Specifically, the size of the manikin and flexibility of the nasal alae were designed with PU foam and silicone to ensure that it is similar to actual anatomy as much as possible. Furthermore, the particular design of the detachable nose and nasal cavity allowed users to replace these components at any time, if they were torn during training. These factors made the in-house manikin easy to use and for the performance of quick maintenance. However, the limitation of this product was that the head of the manikin was constructed from PU foam. Although PU foam has the benefits of being lighter and is lower in cost than silicone, silicon is more durable than PU foam. Therefore, if durability is of more concern than weight and production cost, future development of a whole manikin could be constructed out of silicone.

It should be noted that the satisfaction scores of some dimensions for the in-house manikin were not statistically significantly different from those with the commercial manikin, for example, to enhance useful feedback, regarding anatomy, and the procedures of the trainers. Nor, did the special design of the detachable nose and nasal cavity of the in-house manikin make the satisfaction scores in the dimension of being well designed for teaching statistically significantly differ from those in the commercial manikin; in which, its nasal cavity section could be also removed from the lateral side. Additionally, the satisfaction scores of both dimensions of proper weight and ease of cleaning for the in-house manikin were not statistically significantly different from those of the commercial manikin. This means the weight of both manikins was not too light, leading to the manikins being displaced further away during the procedure, or not too heavy making the manikins difficult to carry. In addition, both manikins had surfaces which were easy to clean; without grooves or corners which can raise cleaning issues. However, based on the simple linear regression to evaluate variables, which might be associated with the satisfaction scores of the manikins, the total satisfaction score difference between both manikins was calculated. We found that no factors, including medical specialty, age, gender, time experience as a general physician or an ENT specialist, could be associated with this difference, that is to say, various specialties, age, gender and time experience did not equate to the in-house manikin having higher scores than those of the commercial manikin.

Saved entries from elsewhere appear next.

Issue #34, opened 2018-07-17
domains of conformalize up()/down()  algebra 


arsenovic:
i think the `up` and `down` methods of `conformalize()` should  take/return vectors in the different algebras: 
* `up` should operate on vectors in  ga, and 
* `down` should operate on vectors in cga

we could overload each method  to work on vectors in either algebra. here is a quick way to do it,

    from numpy import zeros
    from clifford import Cl

    ga,blades = Cl(2)
    cga,blades,stuff = conformalize(ga)
    def up(x):
        old_val = x.value
        new_val = zeros(cga.layout.gaDims)
        new_val[:len(old_val)] = old_val
        x_in_cga =  cga.MultiVector(value=new_val)
        #do normal up method on x_in_cga

and similar for `down` .what do you think?   also, we need a consistent name for the algebra that is conformalized, like original, lower, whatever.

moble:
I really like this idea, and [your PR](/pygae/clifford/pull/35) makes it look like an elegant approach, leaving room for helpful specializations and generally more descriptive code.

There were some limitations of this study. First, only a commercial manikin from a single company, which was available in our medical center, was used to compare with the in-house manikin. Obtaining more commercial manikins, from various companies could provide more information regarding advantages and disadvantages between the in-house and other commercial manikins. Second, the participants may have known that the in-house manikins were developed by our institute, so they might have had some bias in evaluation of the satisfaction of each manikin. However, the authors tried to limit this bias by did not influencing the participants prior to the study, and all participants had never seen the in-house model before the study commenced.

Conclusion

This newly designed in-house nasal foreign body removal manikin had high satisfaction for training, and could be used to develop further nasal foreign body removal manikins in the future.